Türkiye’ye geri dönme planı biraz uzak gelecek gibi görünüyor şimdilik. Fakat elbette o gün gelecek. Almanya’ya ilk geldiğim günden beri şöyle şeyler duyuyorum; Türkiye’ye dönecek misin, sen Almanya’da kalırsın artık dönmezsin, iyi ki gittin kal orada dönüp ne yapacaksın ?! Ben Almanya’ya aldığım eğitimi geliştirmeye geldim. Sanat yolculuğumu uluslararası düzeye taşımak için geldim. Ülkemi en iyi şekilde tanıtmak ve temsil edebilmek için geldim. Elbette bir gün ileride Türkiye’ye dönüp burada edindiğim ve edineceğim tecrübeleri gelecek nesillere aktarmak en büyük hayallerimden biri. Ben ülkemi çok seviyorum ve şayet mümkün olduğu takdirde ülkemizin sanat alanındaki gelişimi ve kalkınması için katkı sağlamak çok gurur verici olacaktır. Ancak bu tarz hayalleri konuşmak ve değerlendirmek için henüz erken. Dediğim gibi yakın gelecek için kurulan hayaller değil. Gerçekleştirmeyi en çok hayal ettiğim projelerden biri de, ülkenin dört bir yanında, her bir köşesinde, her bir köyünde konser vermek ve o insanları piyano enstrümanıyla tanıştırmak. Elbette bu konserlerde yalnızca batıya ait ezgiler olmayacak. Zira hiç batı müziği dinlememiş insanlar konser sırasında oldukça zorlanabilir ve onlar için bir nevi işkenceye dönüşebilir. O yüzden doğu-batı sentezli bir programla bu projeyi gerçekleştirmek istiyorum. Ve şayet bu hayalimi gerçekleştirme olanağım olursa, konserlere aslen memleketim olan ve çok bağlı olduğum Trabzon’daki köyümüzden başlayacağım. Bir diğer büyük hayalim ise üniversitelerde konserler vermek ve akranlarımla, öğrencilerle bir araya gelmek. Şimdiye kadar İstanbul’un birkaç saygın üniversitesinde bu hayalimi gerçekleştirme olanağı elde ettim. Fakat bu konserleri yurt genelindeki üniversitelerde de yapmak istiyorum. Üniversite konserlerini çok önemsiyorum, zira bu konserlerle öğrencilere bir nevi ilham kaynağı olabilirsiniz ve klasik müziği gençler arasında da yaygınlaştırabilirsiniz.

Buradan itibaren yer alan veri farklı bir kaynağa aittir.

PR #4847, opened 2017-09-15
Call 'DoComplete' when handling FileRedirection for CommandExpression

### LINKED ISSUE #4812: Direct redirection of a custom object ([pscustomobject] instance) to a file with ">" produces no output.
Even though `>` is not an _actual_ alias of `Out-File`, it usually is an _effective_ alias; the two generally behave the same.

However, when outputting a `[pscustomobject]` instance, `>` apparently produces an empty file (the file contains only the UTF16-LE BOM and a newline):

Steps to reproduce
------------------

```powershell
# Use Out-File explicitly.
[pscustomobject] @{ one = 1 } | Out-File tmp.txt; Get-Content tmp.txt

'---'

# Use > instead of Out-File, which should produce the same result.
[pscustomobject] @{ one = 1 } > tmp.txt; Get-Content tmp.txt
```

Expected behavior
-----------------

```none

one
---
  1

---

one
---
  1
```

Actual behavior
---------------

```none

one
---
  1

---

```

I.e., using `>`  instead of `Out-File` resulted in an empty file (just the UTF16-LE BOM and a newline).

Environment data
----------------

```powershell
PowerShell Core v6.0.0-beta.6 on macOS 10.12.6
PowerShell Core v6.0.0-beta.6 on Ubuntu 16.04.3 LTS
PowerShell Core v6.0.0-beta.6 on Microsoft Windows 10 Pro (64-bit; v10.0.15063)
Windows PowerShell v5.1.15063.502 on Microsoft Windows 10 Pro (64-bit; v10.0.15063)
```

daxian-dbw:
Fix #4812 

Summary
-----------

When handling file redirection for CommandExpression, we don't call 'DoComplete' on the underlying `PipelineProcessor` of the `FileRedirection` object, and thus the `EndProcessing` method is not called on `Out-File`, which causes different behaviors between `<expr> > out.txt` and `<expr> | Out-File out.txt`.

The fix is to make sure 'DoComplete' is called after the stream output has been written to the redirection pipe.

Also fix another issue
------------------------
This PR also fixes an issue that could mess up restoring the original pipes. Here is the repro:
```
PS> 1 *> b.txt > a.txt; 123
Cannot perform operation because object "PipelineProcessor" has already been disposed
```
The root cause is that we don't always restore pipes in the correct order. Please see the code changes in `Compiler.cs` for more details.

/cc @mklement0

### DIFF
--- a/src/System.Management.Automation/engine/parser/Compiler.cs
+++ b/src/System.Management.Automation/engine/parser/Compiler.cs
@@ -3219,7 +3219,7 @@ namespace System.Management.Automation.Language
                 // Expressions for this purpose are kept in 'extraFileRedirectExprs' and will be used later.
                 extraFileRedirectExprs.Add(Expression.Call(redirectionExpr, CachedReflectionInfo.FileRedirection_CallDoCompleteForExpression));
 
-                // The 'UnBind' and 'Dispose' operations on 'FileRedirection' objects must be done in the reversed order of 'Bind' operations.
+                // The 'UnBind' and 'Dispose' operations on 'FileRedirection' objects must be done in the reverse order of 'Bind' operations.
                 // Namely, it should be done is this order:
                 //   try {
                 //       // The order is A, B
--- a/src/System.Management.Automation/engine/parser/Compiler.cs
+++ b/src/System.Management.Automation/engine/parser/Compiler.cs
@@ -181,6 +181,8 @@ namespace System.Management.Automation.Language
 
         internal static readonly MethodInfo FileRedirection_BindForExpression =
             typeof(FileRedirection).GetMethod(nameof(FileRedirection.BindForExpression), instanceFlags);
+        internal static readonly MethodInfo FileRedirection_CallDoCompleteForExpression =
+            typeof(FileRedirection).GetMethod(nameof(FileRedirection.CallDoCompleteForExpression), instanceFlags);
         internal static readonly ConstructorInfo FileRedirection_ctor =
             typeof(FileRedirection).GetConstructor(instanceFlags, null, CallingConventions.Standard,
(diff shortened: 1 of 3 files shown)


daxian-dbw:
@lzybkr Can you please take a look when you have time? Thanks!

src/System.Management.Automation/engine/parser/Compiler.cs
```diff
@@ -3194,35 +3197,55 @@ private Expression GetRedirectedExpression(CommandExpressionAst commandExpr, boo
...
-                                                    CachedReflectionInfo.CommandRedirection_UnbindForExpression,
-                                                    _functionContext,
-                                                    savedPipes));
+
+                // We need to call 'DoComplete' on the file redirection pipeline processor after writing the stream output to redirection pipe,
+                // so that the 'EndProcessing' method of 'Out-File' would be called as expected.
+                // Expressions for this purpose are kept in 'extraFileRedirectExprs' and will be used later.
+                extraFileRedirectExprs.Add(Expression.Call(redirectionExpr, CachedReflectionInfo.FileRedirection_CallDoCompleteForExpression));
+
+                // The 'UnBind' and 'Dispose' operations on 'FileRedirection' objects must be done in the reversed order of 'Bind' operations.
```
lzybkr: done in the *reverse* order

lzybkr (approved):
This code has always bothered me - it's more complicated than a redirected command.

I wonder how possible it would be to move most of this logic into a helper method and avoid generating so much complicated code.

src/System.Management.Automation/engine/parser/Compiler.cs
daxian-dbw: Fixed. Thanks!

daxian-dbw:
I opened the issue #4879 to tracking the effort to revisit this implementation.

PR #4850, opened 2017-09-16
Void codemethod call should not crash

### LINKED ISSUE #4826: CodeMethod invoke fails with dot syntax but works with Foreach-Object -MemberName
Steps to reproduce
------------------

```powershell
using namespace System.Management.Automation
class Y{
    [int] $Id
}

class X{    
	static [void] OpenUri([psobject] $obj) {
		$id = $obj.Id
		start-process "http://baseuri/$id"
	}

    static [void] UpdateTypeData(){
        $td = [Runspaces.Typedata]::new([Y])		
		$td.Members.Add("OpenUri",
			[Runspaces.CodeMethodData]::new("OpenUri", [X]::GetMethodInfo([X], "OpenUri")));
		Update-TypeData -TypeData $td -Force
    }
    
    hidden static [Reflection.MethodInfo] GetMethodInfo([Type] $type, [string] $method) {
		return $type.GetMethod($method, [Reflection.BindingFlags]::Static -bor [Reflection.BindingFlags]::Public -bor [Reflection.BindingFlags]::IgnoreCase);
	}
}
[X]::UpdateTypeData()

$y = [Y]::new()

#works
$y | % OpenUri
#fails with No coercion operator is defined between types 'System.Void' and 'System.Object'.
$y.OpenUri()

```

Expected behavior
-----------------
Same behavior invoking method with dot syntax as when invoked via `Foreach-Object -MemberName`

Actual behavior
---------------
fails with
```
No coercion operator is defined between types 'System.Void' and 'System.Object'.
At line:1 char:1
+ $y.OpenUri()
```
```
PS C:\Program Files\PowerShell\6.0.0-beta.6> $y | gm

   TypeName: Y

Name        MemberType Definition
----        ---------- ----------
OpenUri     CodeMethod static void OpenUri(psobject obj)
```

Environment data
----------------
All versions (beta 6 and win 5.1)

powercode:
Fixes #4826 

Adding a check if the method to be called is void, and in that case wrap it in a block that returns null.

Looking at some other code, there seems to be a `CSharpBinderFlags.ResultDiscarded` when they to this in C#. Can reviewers please check if this or something similar needs to be used here?

### DIFF
--- a/src/System.Management.Automation/engine/runtime/Binding/Binders.cs
+++ b/src/System.Management.Automation/engine/runtime/Binding/Binders.cs
@@ -6571,7 +6571,7 @@ namespace System.Management.Automation.Language
                 Expression expr = InvokeMethod(codeMethod.CodeReference, null, args.Prepend(target).ToArray(), false, MethodInvocationType.Ordinary);
                 if (codeMethod.CodeReference.ReturnType == typeof(void))
                 {
-                    expr = Expression.Block(expr, Expression.Default(typeof(object)));
+                    expr = Expression.Block(expr, ExpressionCache.AutomationNullConstant);
                 }
                 else
                 {
--- a/src/System.Management.Automation/engine/runtime/Binding/Binders.cs
+++ b/src/System.Management.Automation/engine/runtime/Binding/Binders.cs
@@ -6568,9 +6568,16 @@ namespace System.Management.Automation.Language
             var codeMethod = methodInfo as PSCodeMethod;
             if (codeMethod != null)
             {
-                return new DynamicMetaObject(
-                    InvokeMethod(codeMethod.CodeReference, null, args.Prepend(target).ToArray(), false, MethodInvocationType.Ordinary)
-                    .Cast(typeof(object)), restrictions).WriteToDebugLog(this);
+                Expression expr = InvokeMethod(codeMethod.CodeReference, null, args.Prepend(target).ToArray(), false, MethodInvocationType.Ordinary);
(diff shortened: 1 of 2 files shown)


src/System.Management.Automation/engine/runtime/Binding/Binders.cs
```diff
@@ -6568,9 +6568,16 @@ public override DynamicMetaObject FallbackInvokeMember(DynamicMetaObject target,
             var codeMethod = methodInfo as PSCodeMethod;
             if (codeMethod != null)
             {
-                return new DynamicMetaObject(
-                    InvokeMethod(codeMethod.CodeReference, null, args.Prepend(target).ToArray(), false, MethodInvocationType.Ordinary)
-                    .Cast(typeof(object)), restrictions).WriteToDebugLog(this);
+                Expression expr = InvokeMethod(codeMethod.CodeReference, null, args.Prepend(target).ToArray(), false, MethodInvocationType.Ordinary);
+                if (codeMethod.CodeReference.ReturnType == typeof(void))
+                {
+                    expr = Expression.Block(expr, Expression.Default(typeof(object)));
```
lzybkr: This should be:
```C#
                    expr = Expression.Block(expr, ExpressionCache.AutomationNullConstant);
```
Otherwise it might be possible to use the return value.

lzybkr (changes requested):
Just one small change and I think it's good.

lzybkr (approved):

Türkiye’de genç müzisyenlere yeterince olanak tanındığını düşünüyor musunuz ?

Ne yazık ki yeterli değil. Bu kadar kabiliyetli genç müzisyenin olduğu bir ülkede olanakların çok daha fazla olması gerekir. Zira olanakların sayısının artması halinde kendini yurtdışına gitmek ve orada ispat etmek zorunda hisseden genç müzisyen sayısının doğru orantılı şekilde azalacağına inanıyorum. Ve çok değerli sanatçılarımızın, bilhassa devlet sanatçılarımızın gençlere yönelik tanınan olanakların artmasında öncülük etmeleri en büyük dileğimiz. Her sanatçımız elinden geldiğince gençlere destek olmaya çalışıyor, onlara minnettarız. Fakat bu olanakların yalnızca sanatçılarımızın bireysel çabalarıyla ya da projeleriyle değil, genel olarak bir bütün halinde ülkece sağlanmasının çok daha büyük bir kitleye ulaşacağı kanaatindeyim.